PR #824, opened 2020-05-04
Optimizing memory usage even further.

stebet:
## Proposed Changes

After [writing a blog on the allocation fixes](https://stebet.net/real-world-example-of-reducing-allocations-using-span-t-and-memory-t/) and publishing last weekend, I got a few pointers from @davidfowl on saving even more allocations by using ArrayPool instead of MemoryPool. I also cleaned up some related code while I was at it.

## Types of Changes

## Checklist

### DIFF
--- a/projects/RabbitMQ.Client/client/impl/Frame.cs
+++ b/projects/RabbitMQ.Client/client/impl/Frame.cs
@@ -251,44 +251,35 @@ namespace RabbitMQ.Client.Impl
                 ProcessProtocolHeader(reader);
             }
 
-            byte[] headerBytes = null;
+            Span<byte> headerBytes = stackalloc byte[6];
+            reader.Read(headerBytes);
+            int channel = NetworkOrderDeserializer.ReadUInt16(headerBytes);
+            int payloadSize = NetworkOrderDeserializer.ReadInt32(headerBytes.Slice(2)); // FIXME - throw exn on unreasonable value
+            byte[] payloadBytes = ArrayPool<byte>.Shared.Rent(payloadSize);
+            Memory<byte> payload = new Memory<byte>(payloadBytes, 0, payloadSize);
+            int bytesRead = 0;
             try
             {
-                headerBytes = ArrayPool<byte>.Shared.Rent(6);
-                Memory<byte> headerSlice = new Memory<byte>(headerBytes, 0, 6);
-                reader.Read(headerSlice);
-                int channel = NetworkOrderDeserializer.ReadUInt16(headerSlice);
-                int payloadSize = NetworkOrderDeserializer.ReadInt32(headerSlice.Slice(2)); // FIXME - throw exn on unreasonable value
-                byte[] payloadBytes = ArrayPool<byte>.Shared.Rent(payloadSize);
-                Memory<byte> payload = new Memory<byte>(payloadBytes, 0, payloadSize);
-                int bytesRead = 0;
-                try
+                while (bytesRead < payloadSize)
                 {
-                    while (bytesRead < payloadSize)
-                    {
-                        bytesRead += reader.Read(payload.Slice(bytesRead, payloadSize - bytesRead));
-                    }
+                    bytesRead += reader.Read(payload.Slice(bytesRead, payloadSize - bytesRead));
                 }
-                catch (Exception)
-                {
-                    // Early EOF.
-                    ArrayPool<byte>.Shared.Return(payloadBytes);
-                    throw new MalformedFrameException($"Short frame - expected to read {payloadSize} bytes, only got {bytesRead} bytes");
-                }
-
-                int frameEndMarker = reader.ReadByte();
-                if (frameEndMarker != Constants.FrameEnd)
-                {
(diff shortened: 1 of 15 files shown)


stebet:
Example of allocation reductions (using my benchmark app, sending and reciving 50.000 events with 512 byte payloads).

Before:
512AllocsAfter

After:
512Optimized

stebet:
I didn't notice https://github.com/rabbitmq/rabbitmq-dotnet-client/pull/816 which makes the same change to the contract. I'll make changes to accomodate. I do think adding a method to the contracts should not require a major change as additions are normally not considered breaking, unless they might affect certain overloads, so we could add the ReadOnlyMemory<byte> overload to the batch publishing interface and still keep the byte[] version as well. What do you think @bording?

davidfowl:
I see a bunch of low hanging fruit:

- What’s allocating the Task<bool>? That should be cached as there’s only 2 values.
- Why is that Func being allocated?

projects/Unit/APIApproval.Approve.verified.txt
```diff
@@ -259,6 +259,7 @@ namespace RabbitMQ.Client
     public interface IBasicPublishBatch
     {
         void Add(string exchange, string routingKey, bool mandatory, RabbitMQ.Client.IBasicProperties properties, byte[] body);
+        void Add(string exchange, string routingKey, bool mandatory, RabbitMQ.Client.IBasicProperties properties, System.ReadOnlyMemory<byte> body);
```
bording, line 262: Unfortunately since this is a change to an interface, this means this is a breaking change. If you're wanting to get this in to a release before 7.0, you can't do this.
####################
=== Task to complete ===
Would you write out the data exactly as it reads?

=== Task response ===
PR #824, opened 2020-05-04
Optimizing memory usage even further.

stebet:
## Proposed Changes

After [writing a blog on the allocation fixes](https://stebet.net/real-world-example-of-reducing-allocations-using-span-t-and-memory-t/) and publishing last weekend, I got a few pointers from @davidfowl on saving even more allocations by using ArrayPool instead of MemoryPool. I also cleaned up some related code while I was at it.

## Types of Changes

## Checklist

### DIFF
--- a/projects/RabbitMQ.Client/client/impl/Frame.cs
+++ b/projects/RabbitMQ.Client/client/impl/Frame.cs
@@ -251,44 +251,35 @@ namespace RabbitMQ.Client.Impl
                 ProcessProtocolHeader(reader);
             }
 
-            byte[] headerBytes = null;
+            Span<byte> headerBytes = stackalloc byte[6];
+            reader.Read(headerBytes);
+            int channel = NetworkOrderDeserializer.ReadUInt16(headerBytes);
+            int payloadSize = NetworkOrderDeserializer.ReadInt32(headerBytes.Slice(2)); // FIXME - throw exn on unreasonable value
+            byte[] payloadBytes = ArrayPool<byte>.Shared.Rent(payloadSize);
+            Memory<byte> payload = new Memory<byte>(payloadBytes, 0, payloadSize);
+            int bytesRead = 0;
             try
             {
-                headerBytes = ArrayPool<byte>.Shared.Rent(6);
-                Memory<byte> headerSlice = new Memory<byte>(headerBytes, 0, 6);
-                reader.Read(headerSlice);
-                int channel = NetworkOrderDeserializer.ReadUInt16(headerSlice);
-                int payloadSize = NetworkOrderDeserializer.ReadInt32(headerSlice.Slice(2)); // FIXME - throw exn on unreasonable value
-                byte[] payloadBytes = ArrayPool<byte>.Shared.Rent(payloadSize);
-                Memory<byte> payload = new Memory<byte>(payloadBytes, 0, payloadSize);
-                int bytesRead = 0;
-                try
+                while (bytesRead < payloadSize)
                 {
-                    while (bytesRead < payloadSize)
-                    {
-                        bytesRead += reader.Read(payload.Slice(bytesRead, payloadSize - bytesRead));
-                    }
+                    bytesRead += reader.Read(payload.Slice(bytesRead, payloadSize - bytesRead));
                 }
-                catch (Exception)
-                {
-                    // Early EOF.
-                    ArrayPool<byte>.Shared.Return(payloadBytes);
-                    throw new MalformedFrameException($"Short frame - expected to read {payloadSize} bytes, only got {bytesRead} bytes");
-                }
-
-                int frameEndMarker = reader.ReadByte();
-                if (frameEndMarker != Constants.FrameEnd)
-                {
(diff shortened: 1 of 15 files shown)


stebet:
Example of allocation reductions (using my benchmark app, sending and reciving 50.000 events with 512 byte payloads).

Before:
512AllocsAfter

After:
512Optimized

stebet:
I didn't notice https://github.com/rabbitmq/rabbitmq-dotnet-client/pull/816 which makes the same change to the contract. I'll make changes to accomodate. I do think adding a method to the contracts should not require a major change as additions are normally not considered breaking, unless they might affect certain overloads, so we could add the ReadOnlyMemory<byte> overload to the batch publishing interface and still keep the byte[] version as well. What do you think @bording?

davidfowl:
I see a bunch of low hanging fruit:

- What’s allocating the Task<bool>? That should be cached as there’s only 2 values.
- Why is that Func being allocated?

projects/Unit/APIApproval.Approve.verified.txt
```diff
@@ -259,6 +259,7 @@ namespace RabbitMQ.Client
     public interface IBasicPublishBatch
     {
         void Add(string exchange, string routingKey, bool mandatory, RabbitMQ.Client.IBasicProperties properties, byte[] body);
+        void Add(string exchange, string routingKey, bool mandatory, RabbitMQ.Client.IBasicProperties properties, System.ReadOnlyMemory<byte> body);
```
bording, line 262: Unfortunately since this is a change to an interface, this means this is a breaking change. If you're wanting to get this in to a release before 7.0, you can't do this.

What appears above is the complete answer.